MATERIAL FOR THIS EXERCISE below:

PR #5175, opened 2026-09-18
Move vendored C, Objective-C and AEXML code into SwiftPM targets

kean:
| 📘 Part of: # |  
|:---:|

Moves the vendored C, Objective-C and Swift code out of the app targets into four targets in `Modules/Package.swift`:

| Target | Files | Linked into |
|---|---|---|
| `MNAVChapters` | `MNAVChapterReader.{h,m}` | app, App Clip, Watch, TV |
| `VoiceBoostN` | `VoiceBoostN.{c,h}`, `VoiceBoostN_Internal.h` | app, App Clip, TV |
| `SJUtils` | `SJCommonUtils.{h,m}`, `SJMediaMetadataHelper.{h,m}` | app, App Clip, Watch, TV |
| `AEXML` | `AEXML.swift` | app |

**Why:** each of these files was compiled separately into 2–4 targets, and each of those targets compiled its own bridging-header PCH just to reach them. Now each file compiles once per platform, and Swift files `import` the module. The Swift-visible API is unchanged.

**Bridging headers:** all four (`podcasts-Bridging-Header.h`, `app-clip-Bridging-Header.h`, `watch-bridging-header.h`, `tv-bridging-header.h`) contained only these imports. They're deleted, along with `SWIFT_OBJC_BRIDGING_HEADER` in every configuration. The `Third Party Libraries` synchronized folder is gone too.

End of MATERIAL FOR THIS EXERCISE.

Counting only lines that hold the string "targets", how many are there in the listing above? Give that number by itself.

RESULT OF THIS TASK: 3